黎知许指尖发颤,将人更深地按进怀里,苏翊暻单薄的脊背硌得他心口发疼,布料下的身躯比上次见面时更清减了。冷泉蒸腾的雾气凝在苏翊暻睫羽,随着他挣扎的动作碎成星子:
“阿暻,算我求你……”带着水汽的哽咽漫过对方肩头,“放过自己吧,不是所有感情都是要在一起才是最好的。你得先学会爱自己,再去爱别人,爱我,好吗?”
“我……”
见对方迟迟不应声,黎知许闭了闭眼,抓起他冰凉的手按在自己心口,他贴着对方耳廓一字一顿:“往后如果你再伤自己一次,我便用同样的方式,在同样的位置,比你深三寸。”掌下的心跳震得苏翊暻指尖发麻,“你知道我向来说到做到。”
“别!”苏翊暻猛地抽回手,动作太急扯散了束发的缎带。青丝扫过黎知许手背时,他恍惚想起这人幼时替他挡开恶犬,手背上月牙状的齿痕在他死前仍然留着。
黎知许盯着他溅上血渍的袖口,喉结滚动着咽下血腥气:“那你就答应我。”
见人还不说话,黎知许忽然低头,灵力凝成的光刃划开自己左腕,“或者我现在教你看看,三寸深的伤口该是什么模样——”

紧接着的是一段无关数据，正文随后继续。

PR #391, opened 2022-11-29
Phil/flowctl auth 2

psFried:
## Changes

Adds support for a new way for `flowctl` to authenticate.  First, the `/cli-auth/login` page was added. Once a user logs in there, they are redirected to `/cli-auth/success`. Both of those pages use separate Context providers so that they will use an entirely separate go-true session and local storage entry than the rest of the web app. Effectively, `flowctl` has its own separate session, and only it will attempt to refresh the credentials for it.

As part of this, I had to do a bit of refactoring to allow re-using our existing `Login` component with different redirect urls. I also fixed an issue where redirects weren't working if the user manually entered the OTP rather than clicking the link from the email. In that case, we need to handle the redirect ourselves, since the `/auth/v1/validateToken` endpoint will not respond with redirects.

There's definitely still a bunch of room for improvement here. Some things that I'd like to eventually see:

- The login page for the CLI being differentiated from the general login page
- Better handling for if a user ends up on `/cli-auth/success` without there being a session in localStorage. Currently, we just generate a bogus token value, which is pretty rough.
- Passing the credential to the CLI via an XHR request.
- Some sort of UX around logging out and invalidating the CLI session / refresh token

Note that this leaves the existing Admin - API tab untouched for the time being, so that current CLI users are not impacted. Once the new `flowctl` is released, we can remove that tab or replace it with a note about using `flowctl auth login` instead.

## Tests

I've tested this manually by navigating to the `/cli-auth/login` url and going through the flow end to end with `flowctl`.

## Content

There's a little bit of copy that was added.

## Screenshots

After a successful login:

image

### DIFF
--- a/src/app/Unauthenticated.tsx
+++ b/src/app/Unauthenticated.tsx
@@ -13,9 +13,19 @@ const Unauthenticated = () => {
             />
             <Route
                 path={unauthenticatedRoutes.register.path}
-                element={<Login showRegistration={true} />}
+                element={
+                    <Login
+                        showRegistration={true}
+                        redirectTo={`${window.location.origin}/auth`}
+                    />
+                }
             />
-            <Route path="*" element={<Login />} />
+            <Route
+                path="*"
+                element={
+                    <Login redirectTo={`${window.location.origin}/auth`} />
+                }
+            />
         </Routes>
     );
 };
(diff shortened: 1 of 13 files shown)


travjenkins (approved):

psFried:
Closing, because this simply isn't going to work. See estuary/flow#821 for the explanation.

PR #393, opened 2022-12-01
jsonforms: keep Z pattern in forms

mdibaiee:
## Changes

- Keep the Z pattern in forms as the literal `Z` stands for UTC and that's what connectors expect

## Tests

Tested locally

## Issues

## Content

## Screenshots

Local test:
image


travjenkins (approved):
lgtm - I just removed the processing since it isn't needed.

“你疯了!”苏翊暻徒手攥住光刃,血顺着指缝滴在对方素白的中衣上。
黎知许任由他夺了光刃,染血的指尖点在他心口:“如若你不答应,那就比比谁疯,得病的也不止你一个。”
“好,我答应你。”
苏翊暻望着黎知许往下滴血的手腕,只觉得心疼的无法呼吸。多残忍啊,他想,这人明明心有所属,却偏要用这种姿态剖开他所有伪装。
黎知许放缓语气,替他理好散乱的鬓发:“团团无所不能,隔着几千里想要看你的情况也很容易,你总不想我每日对着屏幕查你伤势吧?”尾音里掺着几分无奈的诱哄,像以前哄他喝药时的语调。
苏翊暻愣了一瞬忽然轻笑出声,垂落的睫毛在眼下投出小片阴影:“好,听你的便是了。”袖口滑落时露出的手腕苍白如瓷,淡青血管下藏着未愈的伤痕。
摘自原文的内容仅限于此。